Als Hantsch sich den Mund abgewischt hatte, sah er auf, streifte den neugierigen Chefblick nur notgedrungen, konzentrierte seine Aufmerksamkeit stattdessen auf das linke Ohr seines Vorgesetzten. Im hellen Licht wirkte die Muschel rosa durchscheinend und jedes Härchen trug eine Korona.
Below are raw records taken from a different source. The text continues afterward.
PR #27, opened 2022-04-07
feat: integrate TX history logic

Tulun:
Draft of implementation.


src/views/Transactions/useTransactionsView.ts
```diff
@@ -1,25 +1,48 @@
...
   const [openFilledRow, setOpenFilledRow] = useState<number>(-1);
   const [openOngoingRow, setOpenOngoingRow] = useState<number>(-1);
   const [currentPage, setCurrentPage] = useState(0);
+  const [rawFilledTx, setRawFilledTx] = useState<Transfer[]>([]);
+  const [rawOngoingTx, setRawOngoingTx] = useState<Transfer[]>([]);
+
+  useEffect(() => {
+    let interval: ReturnType<typeof setInterval>;
+    if (account) {
+      startFetchingTransfers(account).then((res) => {
```
daywiss, line 22: id suggest separating out this call from the interval. probably have a separate useEffect which listens to the account changing, clears the transaction state and a second useEffect which just continually polls the filled/pending transfers as long as account is defined

Tulun: Yeah I'd like to better test different accounts with real transaction data if possible.

src/utils/format.ts
```diff
@@ -99,3 +99,11 @@ export function tagAddress(dataHex: string, address: string) {
...
   return tagHex(dataHex, address);
 }
+
+export function capitalizeFirstLetter(str: string) {
+  return str.charAt(0).toUpperCase() + str.slice(1);
+}
+
+export const formatNumberTwoSigDigits = new Intl.NumberFormat("en-US", {
+  maximumSignificantDigits: 2,
+}).format;
```
daywiss, line 109: im surprised this will work consistently without using `.bind`

src/views/Transactions/useTransactionsView.ts
```diff
@@ -28,7 +60,20 @@ export default function useTransactionsView() {
     setOpenOngoingRow,
     currentPage,
     setCurrentPage,
+    txHistoryClient,
+    rawFilledTx,
+    rawOngoingTx,
   };
 }
 
+async function startFetchingTransfers(account: string) {
```
daywiss, line 69: this is a bit wierd, its  just a wrapper that nulls and logs an error

daywiss (commented):
looking good

src/views/Transactions/useTransactionsView.ts
Tulun: You can't put async function directly into a useEffect.

src/views/Transactions/useTransactionsView.ts
```diff
@@ -1,25 +1,62 @@
...
   const { width } = useWindowSize();
   const [openFilledRow, setOpenFilledRow] = useState<number>(-1);
   const [openOngoingRow, setOpenOngoingRow] = useState<number>(-1);
   const [currentPage, setCurrentPage] = useState(0);
+  const [rawFilledTx, setRawFilledTx] = useState<Transfer[]>([]);
+  const [rawOngoingTx, setRawOngoingTx] = useState<Transfer[]>([]);
+
+  // Start the tracking / stopping of the TX in the client.
+  useEffect(() => {
+    if (account) {
```
mrice32, line 21: What happens on account _change_? Does if the account changes without this being unmounted, does that account get tracked forever?

If you change and change back, will this throw an error because you've tracked the same account twice?

src/views/Transactions/useTransactionsView.ts
```diff
@@ -1,25 +1,62 @@
-import { useState } from "react";
+import { useState, useEffect } from "react";
 import { useConnection } from "state/hooks";
 import { onboard } from "utils";
-import createTransactionModel from "./TransactionsTable/createTransactionModel";
 import useWindowSize from "hooks/useWindowsSize";
+import txHistoryClient from "state/transferHistory";
+import { Transfer } from "@across-protocol/sdk-v2/dist/transfers-history/model";
```
mrice32, line 6: nit: prefer importing from `@across-protocol/sdk-v2` and drilling down in the object that that returns.

src/state/transferHistory.ts
```diff
@@ -0,0 +1,42 @@
+import { transfersHistory } from "@across-protocol/sdk-v2";
+import { createTxHistoryClient } from "utils/constants";
+export enum TransfersHistoryEvent {
+  TransfersUpdated = "TransfersUpdated",
+}
+const { TransfersHistoryClient } = transfersHistory;
+
+const chainConfigs = createTxHistoryClient();
```
mrice32, line 8: nit: why are the chain configs returned by a function called createTxHistoryClient? I would expect that that function would return the client itself?

src/views/Transactions/useTransactionsView.ts
```diff
@@ -1,25 +1,62 @@
...
+  const [rawOngoingTx, setRawOngoingTx] = useState<Transfer[]>([]);
+
+  // Start the tracking / stopping of the TX in the client.
+  useEffect(() => {
+    if (account) {
+      txHistoryClient.startFetchingTransfers(account).catch((err) => {
+        console.error(
+          "Error in startFetchingTransfers call in txHistoryClient",
+          err
+        );
```
mrice32, line 26: Why do we have a special catch just for this? Do we expect this to error often or is there something different about this error than, for instance, stopFetchingTransfers?

src/views/Transactions/useTransactionsView.ts
```diff
@@ -1,25 +1,62 @@
...
+  // Create interval to update transactions.
+  useEffect(() => {
+    let interval: ReturnType<typeof setInterval>;
+    if (account) {
+      interval = setInterval(() => {
+        const nextFilledTx = txHistoryClient.getFilledTransfers(account);
+        const nextOngoingTx = txHistoryClient.getPendingTransfers(account);
+        setRawFilledTx(nextFilledTx);
+        setRawOngoingTx(nextOngoingTx);
+      }, 5000);
```
mrice32, line 45: nit: should this be a constant?

src/views/Transactions/useTransactionsView.ts
```diff
@@ -1,25 +1,62 @@
...
+      }
+    };
+  }, [account]);
+
+  // Create interval to update transactions.
+  useEffect(() => {
+    let interval: ReturnType<typeof setInterval>;
+    if (account) {
+      interval = setInterval(() => {
+        const nextFilledTx = txHistoryClient.getFilledTransfers(account);
```
mrice32, line 41: cc @amateima @daywiss 

Something I want to make a note of here:

We have a client that does internal polling to determine the transfers and then we have UI logic to _poll that client_ on a second interval since the client can't write directly to app state.

I think this is a code smell.

I think this might be an example of why clients that manage their own request timings aren't well suited for our new frontend philosophy or really any frontend that doesn't allow these clients to directly write to the frontend state.

A few styles of clients that might work better:
1. A client where updates are triggered via a function call. After the update is called, data can be retrieved synchronously. I think this would basically be this current client without polling, but with an update function.
2. A client that's essentially a caching object. Async functions are called on the client to ask for specific pieces of data. New data is requested, but only data after the last call/update is pulled. Basically an object with async functions that do caching of past queries to make future queries easier.
3. No client. Just pure async functions with no caching.

Do y'all agree with this assessment? Or do y'all think we should manage the client interaction differently and I'm misunderstanding the tradeoff space here?

mrice32 (commented):
Looks great! Some comments, but most are very minor.

src/views/Transactions/useTransactionsView.ts
```diff
@@ -1,25 +1,62 @@
...
+        txHistoryClient.stopFetchingTransfers(account);
+      }
+    };
+  }, [account]);
+
+  // Create interval to update transactions.
+  useEffect(() => {
+    let interval: ReturnType<typeof setInterval>;
+    if (account) {
+      interval = setInterval(() => {
```
mrice32, line 40: Is this somewhere where we could use react-query? Wouldn't it automate a lot of this logic for us?

Couldn't it poll, cache the state, and terminate the polling when one of the inputs changes?

src/views/Transactions/TransactionsTable/TransactionsTableWithPagination.tsx
```diff
@@ -41,9 +41,11 @@ const TransactionsTableWithPagination: FC<Props> = ({
   return (
     <>
       <TransactionsTable rows={paginatedRows} headers={headers} title={title} />
-      <PaginationWrapper>
-        <Pagination onPageChange={setCurrentPage} {...paginateState} />
-      </PaginationWrapper>
+      {paginatedRows.length > 25 && (
```
daywiss, line 44: you could do somehting like this 
```
      {paginateState.totalPages > 1 ? (
        <PageNavigation onPageChange={setCurrentPage} {...paginateState} />
      ) : null}
```

src/views/Transactions/useTransactionsView.ts
daywiss: good q for @amateima

src/views/Transactions/useTransactionsView.ts
daywiss: I'm not sure why theres a code smell. the way the client is designed its compatible with react query. You could set it up to poll/cache results from the calls.

Why do you say those designs will work better, is that because you think they technically will be better, the interfaces will be better or it conforms more to the design philosophy?

src/state/transferHistory.ts
```diff
@@ -0,0 +1,42 @@
...
+const client = new TransfersHistoryClient({
+  chains: chainConfigs,
+  // optional
+  pollingIntervalSeconds: 60000,
+});
+// optional
+client.setLogLevel("debug");
+
+export default client;
+// await client.startFetchingTransfers(<depositor_addr>);
```
Gamaranto, line 19: stray comments (I think)

src/utils/bridge.ts
```diff
@@ -40,19 +45,25 @@ function getHubPoolChainId(sendingChain: ChainId): ChainId {
...
+): HubPool {
   const hubPoolChainId = getHubPoolChainId(fromChain);
   const maybeAddress = HUBPOOL_ADDRESSES[hubPoolChainId];
-  if (!isValidAddress(maybeAddress) || maybeAddress === ethers.constants.AddressZero) {
-    throw new Error(
-      `No HubPool supported on ${CHAINS[hubPoolChainId].name} with chainId: ${hubPoolChainId}`
-    );
-  }
-  return HubPool__factory.connect(maybeAddress, signer ?? PROVIDERS[hubPoolChainId]());
+  // if (!isValidAddress(maybeAddress) || maybeAddress === ethers.constants.AddressZero) {
```
Gamaranto, line 58: lets keep the check but add a "fake" value for the hub pool on mainnet imho

src/utils/constants.ts
```diff
@@ -487,3 +487,72 @@ export function makePoolClientConfig(chainId: ChainId): acrossSdk.pool.Config {
 // default to kovan when testing
 export const HUBPOOL_CHAINID = isProduction() ? ChainId.MAINNET : ChainId.KOVAN;
 export const HUBPOOL_CONFIG = makePoolClientConfig(HUBPOOL_CHAINID);
+
+export const PROVIDER_URLS: Record<ChainId, string> = {
```
Gamaranto, line 491: this seems redundant with the `PROVIDERS` object in the `constants` file

src/utils/format.ts
Gamaranto: I agree with the comments, but I suggest we keep the object intact and then invoke the method on the object directly:
```javascript
export const formatNumberTwoSigDigits = new Intl.NumberFormat("en-US", {
  maximumSignificantDigits: 2,
});
// when consuming it in another file
formatNumberTwoSigDigits.format(yourNumber)
```

Which is the same way its used in the [MDN examples](https://developer.mozilla.org/en-US/docs/Web/JavaScript/Reference/Global_Objects/Intl/NumberFormat/format)

src/views/Transactions/TransactionsTable/MobileTransactionsTableWithPagination.tsx
```diff
@@ -45,7 +45,9 @@ const MobileTransactionsTableWithPagination: FC<Props> = ({
         title={title}
         openIndex={openIndex}
       />
-      <Pagination onPageChange={setCurrentPage} {...paginateState} />
+      {paginatedRows.length > 25 && (
```
Gamaranto, line 48: lets extract this to a variable, just to make it easier to find / change without having to look at the jsx, something like:
```javascript
const showPagination = paginatedRows.length > 25
```

in the function body

src/views/Transactions/TransactionsTable/createMobileTransactionTableJSX.tsx
```diff
@@ -22,29 +22,41 @@ export interface IMobileRow extends IRow {
   onClick?: () => void;
 }
 
+/*  
+Transfer:
```
Gamaranto, line 26: stray comment

src/views/Transactions/TransactionsTable/createMobileTransactionTableJSX.tsx
```diff
@@ -56,25 +68,29 @@ function formatTransactionRows(
...
     const toChain = (
       <>
         <TableLogo src={toLogo} alt={`${toChainName}_logo`} /> {toChainName}
       </>
     );
 
-    const token = TOKENS_LIST[1].find(
-      (x) => x.address === tx.assetContractAddress
-    );
+    const token = TOKENS_LIST[1].find((x) => x.address === tx.assetAddr);
```
Gamaranto, line 92: why is this always Ethereum Mainnet?

src/views/Transactions/TransactionsTable/createTransactionTableJSX.tsx
```diff
@@ -1,37 +1,58 @@
...
+  capitalizeFirstLetter,
+  formatNumberTwoSigDigits,
+} from "utils/format";
 import { ICell, IRow } from "components/Table/Table";
-import { Transaction } from "./createTransactionModel";
 import { CHAINS, TOKENS_LIST } from "utils/constants";
+import { Transfer } from "@across-protocol/sdk-v2/dist/transfers-history/model";
+import { ChainId } from "utils";
+/* 
+amount: BigNumber {_hex: '0x058d15e176280000', _isBigNumber: true}
```
Gamaranto, line 14: stray comment

src/views/Transactions/useTransactionsView.ts
Gamaranto: My understanding is that the cleanup effect will run after an account change, before the next effect runs  https://github.com/donavon/hook-flow 
So the account will be untracked at each account change, before a subscription to the new account is made

src/state/transferHistory.ts
```diff
@@ -0,0 +1,42 @@
...
+  TransfersUpdated = "TransfersUpdated",
+}
+const { TransfersHistoryClient } = transfersHistory;
+
+const chainConfigs = createTxHistoryClient();
+
+const client = new TransfersHistoryClient({
+  chains: chainConfigs,
+  // optional
+  pollingIntervalSeconds: 60000,
```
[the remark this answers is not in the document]
amateima: it is supposed to be specified in seconds

src/views/Transactions/useTransactionsView.ts
amateima: I wouldn't use `setInterval` for polling the client. I added events in the client to avoid polling and rely only on events notifications

amateima (changes requested):

src/utils/bridge.ts
```diff
@@ -40,19 +45,25 @@ function getHubPoolChainId(sendingChain: ChainId): ChainId {
...
+  //   throw new Error(
+  //     `No HubPool supported on ${CHAINS[hubPoolChainId].name} with chainId: ${hubPoolChainId}`
+  //   );
+  // }
```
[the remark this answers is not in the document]
Tulun: This was a temp fix -- re-added it back in.

src/utils/constants.ts
```diff
@@ -487,3 +487,72 @@ export function makePoolClientConfig(chainId: ChainId): acrossSdk.pool.Config {
...
+// Chains currently in SDK v2
+/*  
+const SPOKE_CHAINS = {
+  [ChainId.ARBITRUM_RINKEBY]: { lowerBoundBlockNumber: 9828565 },
+  [ChainId.KOVAN_OPTIMISM]: { lowerBoundBlockNumber: 0 },
+  [ChainId.RINKEBY]: { lowerBoundBlockNumber: 0 },
+  [ChainId.KOVAN]: { lowerBoundBlockNumber: 0 },
+  [ChainId.MAINNET]: { lowerBoundBlockNumber: 0 },
+};
+*/
```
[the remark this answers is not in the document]
Tulun: Yes documentation.

src/state/transferHistory.ts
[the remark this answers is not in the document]
Tulun: Fixed to 60.

src/views/Transactions/useTransactionsView.ts
Tulun: It's just to expose if an error happens in this particular call -- we can ignore it if you want, but not sure there's any harm being mindful if the SDK bugs out for debugging.

src/state/transferHistory.ts
Tulun: I could combine the chainConfigs in transferHistory -- I just wasn't sure if I was needing to be doing a bunch of formatting logic, as the sdk requires a specific format that's not currently built, but could possibly be combined from existing constants we have here.

src/views/Transactions/useTransactionsView.ts
Tulun: I doubt it would automate anything, as we are waiting for messages for the client. Whether or not we want to store the data in react-query is a different question. Basically, it would just be hard pushing this data into the data store as we aren't using react-query to actually call the API.

src/state/transferHistory.ts
Tulun: Yup!

src/utils/constants.ts
Tulun: Not exactly. The PROVIDERS object doesn't have this information -- I could extend it but I didn't necessarily want to touch the types there. It returns the PROVIDER instance not the URL, which is what the SDK wants.

But I figure it might require more refactoring than what it was worth.

src/views/Transactions/TransactionsTable/createMobileTransactionTableJSX.tsx
Tulun: Should be sourceChain, fixed.

src/views/Transactions/useTransactionsView.ts
Tulun: According to @amateima this is not currently exported -- he'll do it on next release.

src/utils/constants.ts
amateima: @Tulun 
Hey, I can change the sdk to accept the Provider instances instead of the URLs. What do you think? This way we'd have less providers instantiated

src/views/Transactions/TransactionsTable/TransactionsTableWithPagination.tsx
Tulun: Like that better, fixed.

Tulun:
There are a couple bugs in the SDK that @amateima is going to fix -- we chatted about this on slack. He is going to expose the Transfer type and there is an issue in the stopFetching call that prevents it from actually fully stopping the interval.

Should be fixed tomorrow morning.

src/views/Transactions/useTransactionsView.ts
Tulun: Removed interval :)

src/utils/format.ts
Tulun: I'm open to consensus on implementation.

src/utils/bridge.ts
Tulun: Done!

src/utils/constants.ts
Tulun: Sure, this seems reasonable to me.
@mrice32 @daywiss @Gamaranto

daywiss: i think thats fine

src/state/transferHistory.ts
mrice32: Not strongly opinionated! I would just change the name of the function if this is just returning a config!

src/utils/constants.ts
mrice32: SGTM!

src/views/Transactions/useTransactionsView.ts
mrice32: @Gamaranto you're totally correct. I continue to mix this up.

@Tulun sorry for the misleading comment. We should be able to do something simpler here like:

```ts
useEffect(()  => {
  if (account) {
    txHistoryClient.startFetchingTransfers(account).catch((err) => {
      console.error(
          "Error in startFetchingTransfers call in txHistoryClient",
          err
        );
    });
    txHistoryClient.on(
        transfersHistory.TransfersHistoryEvent.TransfersUpdated,
        () => {
          console.log("does this fire", account);
          const nextFilledTx = txHistoryClient.getFilledTransfers(account);
          const nextOngoingTx = txHistoryClient.getPendingTransfers(account);

          setRawFilledTx(nextFilledTx);
          setRawOngoingTx(nextOngoingTx);
        }
      );
    return () => {
      txHistoryClient.stopFetchingTransfers(account);
    }
  }
}, [account]);
```

And we should be able to avoid all the previousAccount logic!

mrice32 (commented):
@Tulun I realize now that I said something wrong in my previous comment. Once that's resolved, I think we should be good to go! Sorry about that!

Tulun:
> [mrice32](https://github.com/mrice32) [2 days ago](https://github.com/across-protocol/frontend-v2/pull/27#discussion_r848819146)
@Gamaranto you're totally correct. I continue to mix this up.

@Tulun sorry for the misleading comment. We should be able to do something simpler here like:

useEffect(()  => {
  if (account) {
    txHistoryClient.startFetchingTransfers(account).catch((err) => {
      console.error(
          "Error in startFetchingTransfers call in txHistoryClient",
          err
        );
    });
    txHistoryClient.on(
        transfersHistory.TransfersHistoryEvent.TransfersUpdated,
        () => {
          console.log("does this fire", account);
          const nextFilledTx = txHistoryClient.getFilledTransfers(account);
          const nextOngoingTx = txHistoryClient.getPendingTransfers(account);

          setRawFilledTx(nextFilledTx);
          setRawOngoingTx(nextOngoingTx);
        }
      );
    return () => {
      txHistoryClient.stopFetchingTransfers(account);
    }
  }
}, [account]);
And we should be able to avoid all the previousAccount logic!


Still experiencing some SDK issues, but I'll try just adding the cleanup func.

src/views/Transactions/useTransactionsView.ts
daywiss: you should update this

daywiss (commented):
there are still some minor outstanding comments but i think its good once resolved

src/utils/constants.ts
Gamaranto: good to me!

Gamaranto (approved):
after other comments are addressed, looks good to me

mrice32 (approved):
LGTM!

src/state/transferHistory.ts
```diff
@@ -0,0 +1,18 @@
...
+  TransfersUpdated = "TransfersUpdated",
+}
+const { TransfersHistoryClient } = transfersHistory;
+
+const chainConfigs = createTxHistoryClient();
+
+const client = new TransfersHistoryClient({
+  chains: chainConfigs,
+  // optional
+  pollingIntervalSeconds: 5,
```
amateima, line 13: I would disable the polling for now until we add a proper Refresh button which will appear/enable when new data is available

amateima (approved):

Tulun:
> there are still some minor outstanding comments but i think its good once resolved

This type doesn't seem exposed yet in the sdk -- non blocking change. gonna kick it down for later.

»Sie haben ganz schön viel erlebt«, fuhr der Chef fort, als Hantsch beharrlich schwieg. »Steht Ihr Urlaubsantrag in irgendeinem Zusammenhang damit?«

Touché! Hantsch blieb die Luft weg und er musste hecheln. Was wusste der Chef? Etwa, dass Hantsch mit Sonja auf die Malediven wollte? Nachdem sie das Rauschgift, ähm, den Schnee, endlich verkauft hätten.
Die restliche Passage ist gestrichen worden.